La relazione terapeutica e la sua magia

La relazione terapeutica si riferisce al rapporto che viene a crearsi tra psicoterapeuta e paziente.

Gli obiettivi della relazione terapeutica corrispondono a ciò che il cliente spera di ottenere dalla terapia, sulla base delle preoccupazioni espresse; i compiti sono ciò che il terapeuta e il paziente decidono che deve essere fatto per raggiungere gli obiettivi programmati, le forme della relazione si basano sul legame di fiducia nel terapeuta e nelle prescrizioni che questi proporrà, per raggiungere gli obiettivi del paziente (Bordin, 1979).

La relazione terapeutica oggi è definita da codici etici e di scientificità, che segnano il percorso del lavoro clinico, definendo gli strumenti terapeutici da utilizzare.

Tuttavia, non deve sorprendere il fatto che due professionisti che hanno compiuto lo stesso percorso formativo e professionale, possano poi avere differenti successi con i propri pazienti, quando entrano in gioco le loro personalità, le differenti capacità di comunicazione, le più o meno evidenti doti empatiche.

Spesso infatti non è tanto il protocollo utilizzato a guarire, quanto la relazione terapeutica: solo quando questa relazione è di buona qualità, essa consente al paziente di attivare le sue energie, per cercare un cambiamento positivo.

Come molti studiosi del fenomeno hanno dimostrato (si pensi a Bandler e Grinder e al loro libro La struttura della Magia, nel quale i due autori mettono a confronto le prodezze linguistiche dei più dotati psicoterapeuti del mondo, evidenziando a un tempo la semplicità e la similarità delle tecniche di queste terapie apparentemente divergenti), alla base della relazione terapeutica c’è sempre una componente magica, non così lontana da quella che caratterizzava l’antica medicina sciamanica.

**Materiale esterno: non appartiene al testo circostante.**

PR #199, opened 2015-01-07
Allow a user-provided initial bandwidth estimate

dmlap:
If the downstream developer has a better way of estimating bandwidth for the initial playlist, use that value.


dmlap:
Reviewed by @seniorflexdeveloper

Issue #202, opened 2015-01-16
EXT-X-KEY URI processing not to spec.


stevemayhew:
The spec ([HTTP Live Streaming - Section  3.1](https://tools.ietf.org/html/draft-pantos-http-live-streaming-13#section-3.1) says URI should be relative to the playlist:

>  "A URI in a Playlist, whether it is a URI line or part of a tag, MAY
>   be relative.  Relative URIs MUST be resolved against the URI of the
>   Playlist file that contains it."

Here is a very short sample m3u8 that demos the issue: http://flashls-test.s3.amazonaws.com/7_copy.m3u8

And here is a branch with a proposed fix:  https://github.com/stevemayhew/videojs-contrib-hls/tree/fix-keyurl

I'm happy to add unit tests and submit the pull request with a little guidance as to which specific JS modules/sample playlist I should add them (I'm guessing the m3u8_test.js?)

Thanks!

dmlap:
@stevemayhew nice find! Can you open up a PR so we can comment on the change more easily?

stevemayhew:
Sure.  Will do

stevemayhew:
@dmlap The first checkin failed jsHint, that is fixed.  The top of tree for the branch passes all the build tests (on my mac).   Here's the pull request.  Let me know if/where I should add tests:
https://github.com/videojs/videojs-contrib-hls/pull/203

Also I'm looking at an issue with video/audio sync for the same stream.  I'll try to extract the transport streams that cause the issue.

dmlap:
Fixed via https://github.com/videojs/videojs-contrib-hls/pull/203

PR #203, opened 2015-01-19
Fix for EXT-X-KEY URI not handling relative URL (Issue #202)

stevemayhew:
Here's a proposed fix for handling the URI if it's relative to the playlist (on the same level as segment).

All it needs is some unit test cases, the existing test cases pass.

### DIFF
--- a/src/videojs-hls.js
+++ b/src/videojs-hls.js
@@ -487,7 +487,7 @@ videojs.Hls.prototype.resolveSegmentUrl = function(segmentRelativeUrl) {
   } else {
     segmentUrl = resolveUrl(resolveUrl(this.src_, this.playlists.media().uri || ''), segmentRelativeUrl);
   }
-  return segmentUrl
+  return segmentUrl;
 };
 
 /*
--- a/src/videojs-hls.js
+++ b/src/videojs-hls.js
@@ -474,13 +474,20 @@ videojs.Hls.prototype.fillBuffer = function(offset) {
   }
 
   // resolve the segment URL relative to the playlist
-  if (this.playlists.media().uri === this.src_) {
-    segmentUri = resolveUrl(this.src_, segment.uri);
-  } else {
-    segmentUri = resolveUrl(resolveUrl(this.src_, this.playlists.media().uri || ''), segment.uri);
-  }
+  segmentUri = this.resolveSegmentUrl(segment.uri);
 
   this.loadSegment(segmentUri, offset);
+};
+
+videojs.Hls.prototype.resolveSegmentUrl = function(segmentRelativeUrl) {
+  var segmentUrl;
+    // resolve the segment URL relative to the playlist
+  if (this.playlists.media().uri === this.src_) {
+    segmentUrl = resolveUrl(this.src_, segmentRelativeUrl);
+  } else {
+    segmentUrl = resolveUrl(resolveUrl(this.src_, this.playlists.media().uri || ''), segmentRelativeUrl);
+  }
+  return segmentUrl
 };
 
 /*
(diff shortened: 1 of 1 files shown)


stevemayhew:
The build is not failing with my last checkin?  Why does this message persist?  Is there something else I need to do.

gkatsev:
Looks like there's a test error now https://travis-ci.org/videojs/videojs-contrib-hls/builds/47580832
The issue is that on travis we run phantomjs whereas locally, we use karma to run it in chrome.

stevemayhew:
Ah, that is this one:


 <>Running "karma:phantomjs" (karma) task
 <>PhantomJS 1.9.8 (Linux) ERROR
 <>	TypeError: 'null' is not an object (evaluating 'toolbar.appendChild')
 <>	at /home/travis/build/videojs/videojs-contrib-hls/node_modules/qunitjs/qunit/qunit.js:2534

Looks like I need to fire up my linux VM?  We have had lots of trouble with PhantomJS tests, particularly on Windows.

Gary, 
I am working on a video/audio sync issue now too…  Will put up the bug and sample playlist shortly.
Can you please connect me the person who manages the VideoJS effort at Bightcove.  The company I am working with is in the end game of evaluating video playback tech for HLS solutions.  There are a couple of flash only solutions as well as VisualOn in the running.

I’m a VideoJS fan though, because:
1) It follows HTML5 (so it falls back to native Safari for example)
2) lack of need for plugins is huge for us (FlashPlayer is really part of the browser now)
3) Much nicer to work in JS then AS3 (IMNSHO)

Would love to contribute materially to the project, but my management needs to get the warm and fuzzy to narrow in the bet on the winning horse.

You have heard of the company, they are a household name, a bit of Googling and you’ll figure it out ;-).

PS hope you guys are digging out ok out there!

Best Regards,
Steve

Steve Mayhew
Skype: stevemayhew
Twitter: stevemayhew
Mobile: 650-619-2529

stevemayhew:
Ah, that is this one:

 <>Running "karma:phantomjs" (karma) task
 <>PhantomJS 1.9.8 (Linux) ERROR
 <>	TypeError: 'null' is not an object (evaluating 'toolbar.appendChild')
 <>	at /home/travis/build/videojs/videojs-contrib-hls/node_modules/qunitjs/qunit/qunit.js:2534

Looks like I need to fire up my linux VM?  We have had lots of trouble with PhantomJS tests, particularly on Windows.

I'll try and see if I can reproduce it.

src/videojs-hls.js
```diff
@@ -474,13 +474,20 @@ videojs.Hls.prototype.fillBuffer = function(offset) {
   }
 
   // resolve the segment URL relative to the playlist
+  segmentUri = this.resolveSegmentUrl(segment.uri);
+
+  this.loadSegment(segmentUri, offset);
+};
+
+videojs.Hls.prototype.resolveSegmentUrl = function(segmentRelativeUrl) {
```
dmlap: I'm wondering if there's a better name for this method now that we'll be using it for more than just segment URL resolution.

stevemayhew: Yeah, me too.  How about:
1. resolvePlaylistRelativeUri
2. playlistUriToUrl
3. resolveUrl (might be hard to search for vs similar names)

Personally I like option 2 best, we are resolving a URI in the playlist (which may be a URL) to a URL.  PS, for people that always confuse the two (like me ;-)).   Here's a simple non-geekly explanation of the difference that is pretty accurate [URL vs URI](https://danielmiessler.com/study/url_vs_uri/)

dmlap:
Merged via 66510e67aad74474b6ca44fb98d580f1ee008c63.

@stevemayhew had a bit of free time so I added unit tests. Let me know if you don't think they cover the case we were mishandling properly. Thank you for the contribution!

PR #205, opened 2015-01-22
Fixing discontinuity seek

bc-bbay:
On seeking to a discontinuity point, the buffer would not refill and
the player would stop working. This commit fixes that issue, and
adjusts the test to catch the previous failure.

### DIFF
--- a/test/videojs-hls_test.js
+++ b/test/videojs-hls_test.js
@@ -1186,7 +1186,7 @@ test('waits until the buffer is empty before appending bytes at a discontinuity'
   var aborts = 0, setTime, currentTime, bufferEnd;
 
   player.src({
-    src: 'disc.m3u8',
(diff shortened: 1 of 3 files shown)


test/videojs-hls_test.js
```diff
@@ -1261,14 +1261,14 @@ test('clears the segment buffer on seek', function() {
   standardXHRResponse(requests.pop());
 
   // play to 6s to trigger the next segment request
-  currentTime = 6;
+  currentTime = 1;
```
dmlap: The comment above this line is now incorrect.

dmlap:
I think we should have two test-cases for these scenarios: the original test which seeked after playing through some portion of the video and your updated test that seeks directly to a discontinuity. Is there a reason the old test is no long valuable I'm missing?

Issue #211, opened 2015-02-11
h264 / AAC streams not synchronized


ronhopper:
We are attempting to play streams where the audio / video streams start at slightly different times. The playback causes an audio lag problem. I logged the first PTS from each stream (h.264 and AAC) and noticed that they differ by about 760ms.

    DEBUG: aac-stream starting pts_offset = 39399181.35555556
    DEBUG: h264-stream starting pts_offset = 39399940.35555556

Since the setNextTimeStamp function in h264-stream.js and aac-stream.js are recording different offsets on the first call, it seems to maintain the 760ms lag throughout playback.

I modified the code to ignore the pts_offset (just ignore the stream info and set the offset to zero) and then playback was synchronized.

It seems to me that the correct answer would be to use the same offset for both streams, rather than calculate them independently, but I don't fully understand the implications of that.

Here is an example playlist for reference:
https://dev-recordings.boxcast.com/recordings/20140319-202927-scaqvitikqvzctev/all.m3u8

ronhopper:
FYI -- I'd be happy to implement and submit a pull request, if someone can confirm desired behavior. Thanks.

dmlap:
That is an interesting problem. It does sound like the current behavior is not correct to me. If you'd be willing to take a shot at a PR, that would be great!

dmlap:
Merged into master now, will go out with the next update.

dmlap:
For future reference: fixed via d94275ef8cf27ae6d227d20ccb9abb9e9cb499ae

PR #213, opened 2015-02-12
Synchronize timestamp offsets between h.264 and AAC streams

ronhopper:
Solves Issue https://github.com/videojs/videojs-contrib-hls/issues/211

When the audio and video streams start at slightly different times, the existing code captures different PTS offsets. This causes an audio lag problem during playback.

In this pull request, rather than capturing the PTS offset independently in the AAC and h.264 streams, the first stream within the TS segment initializes the offset for both streams, which is then set via the new function `setTimeStampOffset`. This is clearer than using self-modifying functions within each stream independently and synchronizes audio/video streams that do not share the same absolute starting time.


ntadej:
This fixes audio-video sync with our streams without any noticeable regressions.

heff:
@szatmary, any chance we could get you to take a quick look at this and verify that it's a safe change?

szatmary:
I see nothing obviously wrong

dmlap:
Merged via d94275ef8cf27ae6d227d20ccb9abb9e9cb499ae

PR #214, opened 2015-02-12
Add MP3 audio support

rdgRmCore:
Based on the previous work of @raytiley.

### DIFF
--- a/test/flv-tag_test.js
+++ b/test/flv-tag_test.js
@@ -61,14 +61,14 @@ test('audio type handled correctly', function(){
   var mp3Tag = new FlvTag(FlvTag.AUDIO_TAG, undefined, FlvTag.MP3_AUDIO), 
       aacTag = new FlvTag(FlvTag.AUDIO_TAG, undefined, FlvTag.AAC_AUDIO); 
 
-  equal(12, mp3Tag.length, 'mp3 tag length is 12');
-  equal(13, aacTag.length, 'aac tag length is 13');
+  equal(mp3Tag.length, 12, 'mp3 tag length is 12');
+  equal(aacTag.length, 13, 'aac tag length is 13');
 
   mp3Tag.finalize();
   aacTag.finalize();
   equal(mp3Tag.bytes[11], 0x2F, 'mp3 is set to 44khz 16 bit stereo');
   equal(aacTag.bytes[11], 0xAF, 'aac is set to 44khz 16 bit stereo');
-  equal(aacTag.bytes[12], 0x01, 'aac extra data is 0x00');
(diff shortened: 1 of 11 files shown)


gkatsev:
Thanks! We'll get it reviewed when we get the change.
Any chance you could add some tests that test this new functionality? That would be awesome and help this get merged in quicker.

rdgRmCore:
@gkatsev 

I will give testing some thought.

Right now I have tested it manually with an actual transport stream.

I would have to come up to speed on your unit testing framework.

rdgRmCore:
@gkatsev 

I added a unit test.

test/flv-tag_test.js
```diff
@@ -57,4 +57,18 @@ test('writeBytes grows the internal byte array dynamically', function() {
   }
 });
 
+test('audio type handled correctly', function(){
+  var mp3Tag = new FlvTag(FlvTag.AUDIO_TAG, undefined, FlvTag.MP3_AUDIO), 
+      aacTag = new FlvTag(FlvTag.AUDIO_TAG, undefined, FlvTag.AAC_AUDIO); 
+
+  equal(12, mp3Tag.length, 'mp3 tag length is 12');
```
gkatsev: The expected value should be the second item with the actual value being the first.

rdgRmCore:
@gkatsev Is there any news or updates regarding this pull request?

forbesjo:
We've done a lot of refactoring, could you open a PR against mux.js? Sorry about taking so long to get back to you.

JacobRichardt:
Did this ever get merged? I'm having some trouble getting mp3 audio to play.

GerardVirga:
We are seeing this same problem with live streams published from FMLE: H264 video with MP3 audio (44htz)  to Wowza 4.6.x. When the live video streams from FMLE include MP3 audio there is no sound. When published with AAC from FFMPEG or Wirecast the sound renders. We understand that this is a legacy application but want to head off any future support issues if FMLE or an MP3 codec is used in the future. 

The he playlist shows MP3 as as mp4a.40.34. Which should be right? I think this ticket deals with Audio only but it sounds like a variation of the same problem. I also think the same problem exists in HLS.js when we test with the demo player. 

We are still learning the framework and protocol for bugs so forgive us if we missed something posted in the wrong place.

GerardVirga:
I also wanted to add that the use case here is less FMLE but more important for users of vMix or older Tricasters which still automate FMLE behind the scene.

anthropos9:
Has there been any progress on this issue? 

I have a project that is pulling an m4u8 playlist with mp3s from a WowzaStreamingEngine/4.7.0 server, it reads the playlist, but when it tries to play an individual mp3 it just hangs.

Any update would be helpful. Thanks.

PR #215, opened 2015-02-13
Allow override of automatic variant playlist selection logic

ronhopper:
In order to provide a quality selector button, there must be some way for an external plugin to choose between automatic variant playlist selection (the current behavior) and manual selection.

This PR provides a method (`hls.setVariant`) to forcibly override the default behavior.

### DIFF
--- a/src/videojs-hls.js
+++ b/src/videojs-hls.js
@@ -356,12 +356,22 @@ videojs.Hls.prototype.dispose = function() {
 };
 
 /**
+ * Sets the variant playlist that should be used.
+ * @param variant (optional) {int or string} the index or key of the variant to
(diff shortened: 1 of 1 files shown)


dmlap:
Our intent was that if you wanted to provide custom playlist selection logic, you could just override selectPlaylist():

```js
  player.hls.selectPlaylist = function() {
    return userSelectedVariantPlaylist;
  };
```

Is there a reason I'm not thinking of why that wouldn't work?

ronhopper:
That sound's reasonable. Let me try it that way and, assuming it works, I'll close this out.

ronhopper:
I was able to do this the way that you suggested. Thanks!

dmlap:
No problem. Glad it worked for you!

Issue #1074, opened 2017-04-05
Trigger an event when the final playlist would've been blacklisted


gesinger:
## Description
Right now, with the latest changes to the player, we don't blacklist the final rendition, meaning that the player will keep trying that stream. This is normally fine, as the stream should be able to play within a player without trouble, and normally when errors happen it is due to the server being down temporarily, rather than a complete block due to permissions (in which case the stream isn't usually meant for that domain/user to play). However, there could be various reasons for the event, and it would be nice to allow developers to react outside of the player to such an error condition.

zhuangs:
#1080

mjneil:
#1080 has been merged into master

PR #1080, opened 2017-04-11
Trigger an event when the final playlist would have been blacklisted

zhuangs:
## Description
Trigger an event when the final playlist would've been blacklisted
Might be a solution for #1074


test/videojs-contrib-hls.test.js
```diff
@@ -1135,6 +1143,7 @@ QUnit.test('playlist 404 should blacklist media', function(assert) {
   assert.equal(this.env.log.warn.args[1],
               'Problem encountered with the current HLS playlist. Trying again since it is the final playlist.',
               'log specific error message for final playlist');
+  assert.equal(retryplaylist, 1, 'retried final playlist for once');
```
mjneil: I think you should add a check here to make sure `blacklistplaylist` is still `1`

Il terapeuta raggiunge gli obiettivi terapeutici con il paziente solo quando riesce ad influenzarlo in modo positivo nei confronti del cambiamento desiderato: per questo il terapeuta deve riuscire a trasmettere una certa immagine di sé, deve essere capace di dare fiducia, di far sentire il paziente sicuro di essersi rivolto ad un professionista che realmente possiede i mezzi e gli strumenti che gli consentiranno di poter guarire.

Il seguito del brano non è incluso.